В.А. 3<айце>ву [1283] я нежно люблю, Аля звала ее «Мать-Природа», а Б<орис> К<онстантинович> мне ску-учен! (Аля, года два назад: — «Марина! У него такое лицо, точно его козел родил!») И Х<одасе>вич скучен! Последние его стихи о заумности («Совр<еменные> 3<аписки>») — прямой вызов Пастернаку и мне [1284]. (Мой единственный брат в поэзии!) «Ангела, Богу предстоящего» [1285] я всегда предпочитаю человеку, а Х<одасе>вич (можете читать Хвостович!) [1286] вовсе и не человек, а маленький бесенок, змеёныш, удавёныш.
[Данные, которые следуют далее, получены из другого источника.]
PR #2465, opened 2026-05-21
fix(DankBar): RamMonitor, CpuMonitor, DiskUsage modules fix paddings

Bogdan-Torkhov:


Bogdan-Torkhov:
https://github.com/AvengeMedia/DankMaterialShell/issues/2466 fixing these issue

Bogdan-Torkhov:
Also fixed ram and cpu module paddings

Bogdan-Torkhov (commented):
I think all okay

Bogdan-Torkhov (commented):
I think it's all okay

bbedward:
The rationale of minimum widths is do they bar widgets don't shift around as they change. I admit maybe disk usage shouldn't have that constraint, but for the more frequent changing values like CPU and Ram it's pretty jarring to have adjacent widgets shift around so much.

Bogdan-Torkhov:
> The rationale of minimum widths is do they bar widgets don't shift around as they change. I admit maybe disk usage shouldn't have that constraint, but for the more frequent changing values like CPU and Ram it's pretty jarring to have adjacent widgets shift around so much.

I am using these versions of modules and they change size dynamically, even disk usage, and works very well

Purian23:
I think you're missing the point a bit. You're attempting to "fix" something that was not technically broken. We make it to where padding could be dynamic or static as is. You ran into the static variant and pushed updates. All you had to do was adjust the setting within widgets on your own config, (which is now broken with your edits). 

image

Bogdan-Torkhov:
> I think you're missing the point a bit. You're attempting to "fix" something that was not technically broken. We make it to where padding could be dynamic or static as is. You ran into the static variant and pushed updates. All you had to do was adjust the setting within widgets on your own config, (which is now broken with your edits). 
> 
> image
> 

I will test again, but how I remember disk usage don't have static or dynamic width. Trying to "fix" cpu and ram widgets maybe really was the error, I will recheck all and maybe write dynamic width button for disk usage settings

Он остро-зол и мелко-зол, он — оса, или ланцет, вообще что-то насекомо-медицинское, маленькая отрава — а то, что он сам себе целует руки [1287] — уже совсем мерзость, и жалобная мерзость, как прокаженный, сам роющий себе могилу.

Вам, как литературному критику, т.е. предопределенному лжецу на 99 строках из 100, нужно быть и терпимей, и бесстрастней, и справедливей.

Жену его (последнюю) знаю (слегка) и глубоку-равнодушна [1288]. «Мы — поэты» и: «мы, поэты»… и значительные глаза сопреступника — бррр! — я сразу стала говорить о платьях и валютах. М<ожет> б<ыть> я несправедлива, я вообще легко отталкиваюсь, мое нет людям сравнимо только с моим да — богам! И те и другие мне, кажется, тем же платят.

Из поэтов (растущих) люблю Пастернака, Мандельштама и Маяковского (прежнего, — но авось опять подрастет!) И еще, совсем по-другому уже, Ахматову и Блока (Клочья сердца). Ходасевич для меня слишком бисерная работа. Бог с ним, дай ему Бог здоровья и побольше разумных (обратное: заумным!) рифм и Нин.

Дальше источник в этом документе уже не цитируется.